-- WORK REQUEST --
Return, from the data below, each line that contains the word "leak".

-- INPUT DATA --
PR #635, opened 2026-06-21
fix(#609): Memory leak while training PPO ALE/Breakout-v5

Notime02:
## Fix

The memory leak issue during PPO training on TT hardware is likely due to improper resource management in the training loop. To mitigate this, I added explicit calls to free up resources after each training iteration. This should help in managing memory more effectively and prevent the linear decline in available memory.

---
*Otomatik oluşturulmuştur.*


mmilosevicTT:
Closing PR as we suspect it is malicious for the repo.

-- TASK ANSWER --
fix(#609): Memory leak while training PPO ALE/Breakout-v5
The memory leak issue during PPO training on TT hardware is likely due to improper resource management in the training loop. To mitigate this, I added explicit calls to free up resources after each training iteration. This should help in managing memory more effectively and prevent the linear decline in available memory.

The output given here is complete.